---- SUPPLIED RECORDS

Issue #443, opened 2019-03-04
Singleplayer TTH tutorial is broken


AsuMagic:
**Description**

When capturing a hall in the TTH tutorial "blue team" instantly wins.

**Reproduction**

1. Singleplayer -> Tutorials -> Take the halls
2. Capture a hall
3. The game will be end shortly

**Expected Behavior**

The game should not end.

Vam-Jam:
Can be closed now, since its been fixed

PR #444, opened 2019-03-04
Tutorial TTH fix

Vam-Jam:
## Status
- **READY**: Working/Ready

## Description

Prevents the game from ending if you use the tutorial TTH mode. 

## Steps to Test or Reproduce

Asu explained here

https://github.com/transhumandesign/kag-base/issues/443

### DIFF
--- a/Rules/WAR/Scripts/WAR.as
+++ b/Rules/WAR/Scripts/WAR.as
@@ -723,7 +723,17 @@ shared class WarCore : RulesCore
 	void CheckTeamWon()
 	{
 		// can't lose/modify state if the match is not running
-		if (!rules.isMatchRunning() || rules.get_bool("tutorial")) { return; }
+		if (!rules.isMatchRunning()) { return; }
+		if(rules.get_bool("tutorial"))
+		{
+			CBlob@[] halls;
+			getBlobsByName("hall", @halls);
+			if(halls[1].getTeamNum()!=0&&halls[1].getTeamNum()!=1) 
+			{
+				halls[1].server_setTeamNum(1);
+				return;
+			}
+		}
 
 		int team_won = GetTeamWon();
 		if(team_won >= 0 && team_won < teams.length)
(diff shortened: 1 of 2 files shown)


1bardesign:
Using a bool for this special behaviour is good - but the tutorial should be able to be won, as well. We probably need to just force-capture the furthest hall for red team rather than preventing winning completely.

Rules/WAR/Scripts/WAR.as
```diff
@@ -723,7 +723,7 @@ shared class WarCore : RulesCore
 	void CheckTeamWon()
 	{
 		// can't lose/modify state if the match is not running
-		if (!rules.isMatchRunning()) { return; }
+		if (!rules.isMatchRunning() || rules.get_bool("tutorial")) { return; }
```
blackjoker77777:
```suggestion
		if (!rules.isMatchRunning()) { return; }
		if(rules.get_bool("tutorial"))
		{
			CBlob@[] halls;
			getBlobsByName("hall", @halls);
			if(halls[1].getTeamNum()!=0&&halls[1].getTeamNum()!=1) 
			{
				halls[1].server_setTeamNum(1);
				return;
			}
		}
```
This should make the last hall captured by the red team, making the game only end after capturing that hall as well.

Rules/WAR/Scripts/WAR.as
```diff
@@ -724,6 +724,16 @@ shared class WarCore : RulesCore
 	{
 		// can't lose/modify state if the match is not running
 		if (!rules.isMatchRunning()) { return; }
+		if(rules.get_bool("tutorial"))
+		{
+			CBlob@[] halls;
+			getBlobsByName("hall", @halls);
+			if(halls[1].getTeamNum()!=0&&halls[1].getTeamNum()!=1)
```
AsuMagic: This is misleading because the `tutorial` property does not imply that we are currently in a **TTH** tutorial, and this relies on having exactly 2 halls in the whole map.

Vam-Jam:
Indents changed, and it works just fine, i have just tested.

PR #445, opened 2019-03-05
[Fixed] Wrong position of nobuild-zone

blackjoker77777:
## Status

- **READY**: Working/Ready

## Description

- To fix the problem shown here: https://www.youtube.com/watch?v=CXXJQ_bPQZg

- Make the "nobuild extend" zone well aligned.

## Steps to Test or Reproduce

- Before the change:
screen-19-03-05-18-03-46
screen-19-03-05-18-04-10

- After:
screen-19-03-05-18-05-11
screen-19-03-05-18-05-27

- To reproduce:

1. Join a singleplayer sandbox.

2. Try building a block inside the tent/[attempt to destroy the dirt block at the left side of the tent](https://www.youtube.com/watch?v=CXXJQ_bPQZg).

### DIFF
--- a/Entities/Structures/Common/DefaultNoBuild.as
+++ b/Entities/Structures/Common/DefaultNoBuild.as
@@ -38,8 +38,8 @@ void onTick(CBlob@ this)
 		}
 
 		this.getShape().getBoundingRect(ul, lr);
-		ul.x += 1.0f;
-		ul.y += 1.0f;
+		//ul.x += 1.0f;
+		//ul.y += 1.0f;
 
 		lr += extend;
 		this.getMap().server_AddSector(ul, lr, "no build", "", this.getNetworkID());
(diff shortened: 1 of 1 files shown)


blackjoker77777:
> Good catch. I wonder why it's there, possibly something to do with it interfering with neighbouring tiles?

The one to be credited for this would be @Biurza since he's the one who reported the issue and recorded the video. :)
> As a side note, whitespace has changed (line endings by the look of it) so I'll need to check it out locally.

Yeah Asu told me about that as well, sorry for the confusion caused by me, I didn't know Sublime Text did that.. 
I'll try to use something else for my future contributions (will try using vim later and see if I get better results, or search for a 'fix' for Sublime).
> Because all the changes are in git, feel free to actually remove lines like this rather than just commenting them out!

Roger that!

1bardesign:
I actually use Sublime Text as my editor. You should be able to set it to auto-detect the line endings from the file. It could also be happening upon pulling the repo, but I believe the repo is set to use auto-crlf on checkout to prevent this from happening? @furai might have more info there.

Issue #430, opened 2019-02-28
Various issues when a gamemode doesn't have a spectator team


eps0003:
**Description**

- !m is unable to put you in spectator but still shows the visual stuff for moderation
- 5 min auto AFK is unable to move an admin to spectator

**Reproduction**

!m issue
1. Join sandbox
2. !r a player
3. !m

AFK admin issue
1. Join sandbox
2. Don't move for 5 mins

**Expected Behavior**

You should be moved to spectator

**Screenshots**

![image](https://user-images.githubusercontent.com/30195802/53549583-a5841a80-3b88-11e9-8abe-71428c699588.png)

blackjoker77777:
Working on it.
Already fixed the first issue tho, will fix the AFK as well and make a PR later at night, as soon as I have time.

PR #447, opened 2019-03-06
No spectator team fix

blackjoker77777:
## Status

- **READY**
## Description

- This PR helps solve this issue. https://github.com/transhumandesign/kag-base/issues/430

- Basically the same old behavior of !m when it comes to CTF and TTH servers.

- When on any other gamemode, using !m switches you to the spectator team (even if it doesn't _officially exist_ for the gamemode itself).

- The visual moderation stuff is **supposed to be working** [don't know what it's supposed to look like, and didn't happen to test it properly].

- If the gamemode contains lots of teams, after using !m for the second time, you get swapped back to whatever the color of your initial team was.

- To switch back from spectator to your old team, you should type !m, since using the "change team" button doesn't work.

- The KickAFK script no longer attempts to switch admins/mods to spectator (unless it's a CTF/TTH server), instead it shows in the chat a reminder that you can either use !m on servers without spectator teams to avoid being AFK, or simply leave and come back later.

## Steps to Test or Reproduce

- **AFK kick:**

1. Join a server and remain AFK.

2. You should get this: 
_(PS: the screenshot shows me being in the spectator team after using !m)_
screen-19-03-06-15-23-49

- **About the !m feature:**

1. Join a server having a gamemode that doesn't include a spectator team. (eg: sandbox)

2. Type !m in chat, you should be switched to spectators team.

3. Type !m when you're done, you should be back to your old team.

### DIFF
--- a/Rules/CommonScripts/KickAFK.as
+++ b/Rules/CommonScripts/KickAFK.as
@@ -21,7 +21,7 @@ void onTick(CRules@ this)
 	CPlayer@ p = getLocalPlayer();
 	CControls@ controls = getControls();
 	if (p is null ||											//no player
-		controls is null ||										//no controls
+		controls is null ||										//no controls										
 		p.getTeamNum() == getRules().getSpectatorTeamNum() ||	//or spectator
 		getNet().isServer())								//or we're running the server
 	{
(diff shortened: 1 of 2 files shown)


blackjoker77777:
_sigh_
Sorry in advance.
Even after changing the default line endings to CLRF Github still considers that I changed the whole thing..
The only way to see the real comparison would be to check "Hide whitespace changes" in the Diff settings..

1bardesign:
This PR has conflicts that need to be resolved before we can consider it for review - please pull the master branch and investigate the conflicting lines (could be caused by your line endings trouble 😅)

blackjoker77777:
The conflicts it had was probably due to the outdated branch I was using (Reported.as was recently updated), tried to update it and fix the issues but Github was playing tricks on me; attempting to fix it while being half-asleep myself wasn't a smart move either.
Should be fixed in this PR hopefully. --> #460 
I'm closing this messed up PR for now, sorry again for any confusions. Please have a look on #460 instead, it should have line endings fixed and should be working as a charm as I tested it thrice.

PR #450, opened 2019-03-10
[modified] the way saws affect mines

blackjoker77777:
## Status

- **READY**
## Description

- This PR modifies the way saws affect mines in two ways:

1. Saws no longer destroy same team's mines (avoid griefing/destroying your teammates mines by mistake).
2. Saws only destroy enemy mines if fed directly to the saw (the same way it works for killing players); to avoid abusing saws to clear the field (see: someone running with a saw throwing it into bushes to neutralize enemy mines).

- **How it used to work:**
[Having your mines destroyed by mistake.]
[Having an enemy using the saw as an anti-mine shield.]
old_1
[Clearing mines on the field in a matter of seconds.]
old_2

- **How it should be working after this PR:**
[Saws no longer waste your hard-earned mines.]
new_1
[Enemies can't use saws as shields.]
[In order to eliminate an incoming enemy mine, you should position/throw the saw correctly.]
[Enemies falling into a saw loose the mines they have hidden in their inventories.]
new_2

## Steps to Test or Reproduce

1. Join any gamemode.
2. Spawn/buy a mine and a saw, being in the same team.
3. throw the mine into/towards the saw.
4. Try throwing a mine of a different team into/towards the saw.

### DIFF
--- a/Entities/Industry/Saw/Saw.as
+++ b/Entities/Industry/Saw/Saw.as
@@ -159,7 +159,8 @@ bool canSaw(CBlob@ this, CBlob@ blob)
 	    name == "wooden_door" ||
 	    name == "mat_wood" ||
 	    name == "tree_bushy" ||
-	    name == "tree_pine")
+	    name == "tree_pine"||
+	    name == "mine")
 	{
 		return false;
 	}
--- a/Entities/Industry/Saw/Saw.as
+++ b/Entities/Industry/Saw/Saw.as
@@ -160,13 +160,13 @@ bool canSaw(CBlob@ this, CBlob@ blob)
 	    name == "mat_wood" ||
 	    name == "tree_bushy" ||
 	    name == "tree_pine"||
-	    name == "mine")
+	    (name == "mine"&&blob.getTeamNum()==this.getTeamNum()))
 	{
 		return false;
 	}
 
 	//flesh blobs have to be fed into the saw part
-	if (blob.hasTag("flesh"))
+	if (blob.hasTag("flesh")||(name=="mine"))
 	{
 		Vec2f pos = this.getPosition();
 		Vec2f bpos = blob.getPosition();
--- a/Entities/Industry/Saw/Saw.as
+++ b/Entities/Industry/Saw/Saw.as
@@ -159,14 +159,14 @@ bool canSaw(CBlob@ this, CBlob@ blob)
 	    name == "wooden_door" ||
 	    name == "mat_wood" ||
 	    name == "tree_bushy" ||
-	    name == "tree_pine"||
-	    (name == "mine"&&blob.getTeamNum()==this.getTeamNum()))
+	    name == "tree_pine" ||
+	    (name == "mine" && blob.getTeamNum() == this.getTeamNum()))
 	{
 		return false;
 	}
 
 	//flesh blobs have to be fed into the saw part
-	if (blob.hasTag("flesh")||(name=="mine"))
+	if (blob.hasTag("flesh") || (name=="mine"))
 	{
 		Vec2f pos = this.getPosition();
 		Vec2f bpos = blob.getPosition();
--- a/Entities/Items/Explosives/Mine/Mine.as
+++ b/Entities/Items/Explosives/Mine/Mine.as
@@ -29,7 +29,7 @@ void onInit(CBlob@ this)
 	this.set_u8("custom_hitter", Hitters::mine);
 
 	this.Tag("ignore fall");
-
+	this.Tag("ignore_saw");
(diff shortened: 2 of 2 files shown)


Mazey:
Why though? I'd consider it a feature; throw things in the saw and either something happens (logs into wood, bombs explode, etc) or the item gets destroyed.

blackjoker77777:
I find it unfair to have someone wasting their money on a mine, just for it to be discarded after falling into a saw; besides builders/archers/knights could just bring a saw and keep throwing them into bushes destroying any residing mines.
I mean mines are supposed to be used tactically in a smart way, and they should be disabled by doing some effort (builder destroying it/ archer sniping it/ knight.. jabbing it?) not just throwing something over it and voila?
That is my opinion at least. 
@AsuMagic  mentioned as well that mines weren't intended to be destroyed that way by saws; and recommended this PR.

Mazey:
Throwing a saw on a mine shouldn't destroy it, only throwing a mine into a saw, in my opinion (similar to how characters are affected by saws). Perhaps it could be like that?

eps0003:
I agree with @Mazey. Saws collide with and explode all explosives, so making mines an exception would be unintuitive. If anything, prevent mines from colliding with the same team's saw.

blackjoker77777:
@Mazey @eps0003 Just updated it, what do you think about having it working this way?

Harrison-Miller:
It feels like maybe the mine should just explode on the saw and destroy it. So it can still be used smartly to destroy mines, but costs you.

1bardesign:
Accepted by `#democracy` 128 :+1: to 12 :-1: - we'll go with it as-is I think and tweak as needed, consensus is that it's a good change though.

eps0003:
This feature was poorly implemented.

Firstly, enemy mines that fall into the saw make the saw bloody.

Secondly, why are mines the only item in the game that has this team-specific behaviour with saws? What about other explosives like kegs and bombs? It's extremely irritating when your keg rolls into a team saw and get destroyed. Then what about items like drills? Should they also act the same way? With all this inconsistency, it becomes hard to know which items are immediately sawed and which need to be thrown into the top.

So these questions need to be answered:
- What determines which types of items need to fall into the saw or not?
- What determines which types of items don't get sawed by team saws?
- What determines which types of items completely ignore saws?

blackjoker77777:
> This feature was poorly implemented.

... Thanks:question: 
> Firstly, enemy mines that fall into the saw make the saw bloody.

I probably missed that, it isn't hard to have that fixed, and I'll do it as soon as I have time. Thanks for pointing that out!
> Secondly, why are mines the only item in the game that has this team-specific behaviour with saws? What about other explosives like kegs and bombs? It's extremely irritating when your keg rolls into a team saw and get destroyed. Then what about items like drills? Should they also act the same way? With all this inconsistency, it becomes hard to know which items are immediately sawed and which need to be thrown into the top.

Ehh, simply put: because mines are not any regular item? and because they're different from other explosives? Here's what I mean:
* bombs are easy to acquire, and easier to waste, you don't hide your bombs somewhere laying on the ground; saws make them explode instantly (they're basically activated while being mid-air) and players seem to like that..
* Kegs are quite hard to buy, you're supposed to take care of them correctly, you don't hide them behind bushes, and anyone in their right state of mind wouldn't simply roll them towards team saws? if you're running with a saw in your hand and find some enemy keg laying around, your first intention would be to steal it and use it for your own advantage, instead of destroying it; right?
* mines on the other hand **should** be rolled everywhere including behind a saw, they **must** be hidden because they're a trap; and obviously they're no bomb to be neutralized mid-air by a saw, because simply they're not yet activated at that time..

To be brutally honest, I agree with you about it not being that consistent.
I was thinking about making **every item** [logs excluded, they should keep their old behavior!] behave the same way mines do in this PR, so you can get rid of *enemy* items if they fall **into** *your* saw (more realistic than what it is right now, and would make it more skill-based), and avoid having your team items discarded by mistake thanks to your team saws (saws were never intended to be the trash can, in which you discard whatever you have; I still can't accept them destroying your team items), if you bought a drill or a lantern or anything and you no longer need them.. just build a storage? or throw them somewhere!

People wouldn't like that change, because it would fix/remove some of the so-called "features".. (*stares silently to sawjumps*)

PS: I obviously wouldn't want the 'players falling into saws' mechanism to be changed.
> So these questions need to be answered:
> 
>     * What determines which types of items need to fall into the saw or not?
> 
>     * What determines which types of items don't get sawed by team saws?
> 
>     * What determines which types of items completely ignore saws?

That, my friend, needs to be asked directly to the community.. we need more feedback regarding this matter and that is a fact.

--------

### INSTRUCTIONS FOR THE TASK
Which lines in the listing above hold the word "files"? Show each of them.

### PROBLEM SOLUTION
(diff shortened: 1 of 2 files shown)
(diff shortened: 1 of 1 files shown)
(diff shortened: 1 of 2 files shown)
(diff shortened: 2 of 2 files shown)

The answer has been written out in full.